I’d witnessed the aftermath of more than a few investigations gone nasty, so the sight of the forensics team moving into The Olive Pit was actually comforting. It was so normal, in that “my life is weird” kind of way, that the residual panic from the fight finally began to subside.
The insanity of the week drained out of me, replaced the monotony of the status quo.
I stood ba
ck and watched as everything was tagged, labeled, and outlined. Ballistics experts started figuring out where all the bullets had come from. I could have told them it was pointless trying to sort that out, but nobody seemed interested in talking to me.
In fact, now that everything had calmed down, it was like I’d turned invisible. Spent a few days a fugitive and started feeling like I was important. Now Isobel and Fritz were having an intense conversation in the corner, like the kind of conversation that looked like it should happen in a locked bedroom somewhere, two IRD agents were questioning Thandy, and the photographers were taking pictures of everything but me.
I don’t have much pride, but what little I had was licking its wounds.
With nothing else to do, I drifted over to Thandy. Her face crumpled when she saw me.
“I’m so sorry,” she said. Blood poured out of a wound on her temple, rapidly soaking through a dishtowel pressed against it. She must have been hurt when the Union came in. The fact that it wasn’t clotting made me think that she wasn’t exactly human. “I only cooperated because of Erin.”
“Hold up,” I said. “What about Erin?”
“Gregor told me to tell everyone you were dating. He wanted them to think that you’d been beating her. He wanted you to have nowhere to hide.”
Hadn’t Eduardo said something about Erin, too? Something about the bounty?
“Thandy, was Erin human?” I asked.
The manager shook her head. “She was Gray, like me. We both got recruited into the Needles last year. I’m sorry. I’m so sorry.”
So Thandy wasn’t a full succubus—she was a half-demon, a Gray. It explained why she was bleeding so profusely. And if Erin had been a half-succubus, too, then that would explain why I had been unable to resist her sexual allure. It hadn’t been chemistry. It had been thrall.
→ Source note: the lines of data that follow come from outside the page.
PR #4255, opened 2018-04-05
Simplify decompiler printer for lambda

allanrenucci:


tests/run-with-compiler/quote-run-staged-interpreter.check
```diff
@@ -1,6 +1,4 @@
-{
-  (x: Int) => 2.+(x).+(4)
-}
+(x: Int) => 2.+(x).+(4)
```
Blaisorblade: Could the result appear inside a "template" (class/trait)? Because then you sometimes do need parentheses around the closure to avoid `(x: Int) =>` being parsed as a self-type declaration.

allanrenucci: Indeed, if one writes
```scala
class Test {
  ((x: Int) => x)
}
```
It will be pretty printed as
```scala
class Test() extends Object() { 
  (x: Int) => x
}
```
which will be parsed as a self type. But I do think the lightweight syntax is worth the newly introduced bug. One can fix the issue in a separate PR

compiler/src/dotty/tools/dotc/printing/DecompilerPrinter.scala
```diff
@@ -15,9 +16,15 @@ class DecompilerPrinter(_ctx: Context) extends RefinedPrinter(_ctx) {
   override protected def filterModTextAnnots(annots: List[untpd.Tree]): List[untpd.Tree] =
     annots.filter(_.tpe != defn.SourceFileAnnotType)
 
-  override protected def blockText[T >: Untyped](trees: List[Trees.Tree[T]]): Text = {
-    super.blockText(trees.filterNot(_.isInstanceOf[Closure[_]]))
-  }
+  override protected def blockToText[T >: Untyped](block: Block[T]): Text =
+    block match {
+      case Block((meth @ DefDef(nme.ANON_FUN, _, _, _, _)) :: Nil, _: Closure[T]) =>
```
nicolasstucki: Extract the RHS from the `DefDef`(..., rhs)` directly.

allanrenucci: Should we extract the RHS using `unapply`? We have something like this:
```scala
case class DefDef(..., private var preRhs: LazyTree) {
  def rhs(implicit ctx) = forceIfLazy
}
```
I expect that the RHS should be accessed through `def rhs`

nicolasstucki: Right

I was an OPA agent. I should have known better.
Damn.
One of the IRD agents grabbed Thandy’s arm. “Do you have any other questions, Agent Hawke? We need to get her to a healing witch soon.”
“No, go ahead,” I said, backing away.
I watched him take Thandy upstairs with a sinking feeling in my gut. Erin hadn’t gone home with me because she wanted me. She’d probably wanted to feed, and I’d been throwing myself at her feet like a giant dipshit for months.